Supplied entries ▸
PR #515, opened 2018-04-12
Change Android API Reference Link

addisonElliott:
The current Android API reference is outdated and old. Rather than continuously keep updating it, the JavaDocs are uploaded to Maven and JavaDocs.io will host the documentation for us. It is as simple as changing the link to point and it will stay up to date.

### DIFF
--- a/Gemfile.lock
+++ b/Gemfile.lock
@@ -124,4 +124,4 @@ DEPENDENCIES
   jekyll-redirect-from (= 0.10.0)
 
 BUNDLED WITH
-   1.12.4
+   1.16.1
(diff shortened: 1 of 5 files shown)


flovilmart:
@addisonElliott why don't we do what I've done for iOS and Javascript, namely generate correcly the docs and upload them on each merge to master

https://github.com/parse-community/Parse-SDK-JS/blob/master/.travis.yml#L33
https://github.com/parse-community/Parse-SDK-iOS-OSX/blob/master/.travis.yml#L33

It's very well integrated with travis and everything should already be setup for that.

Directions for this task ▸ Among the lines above, find those with the word "github" and list them.

Result of the exercise ▸
https://github.com/parse-community/Parse-SDK-JS/blob/master/.travis.yml#L33
https://github.com/parse-community/Parse-SDK-iOS-OSX/blob/master/.travis.yml#L33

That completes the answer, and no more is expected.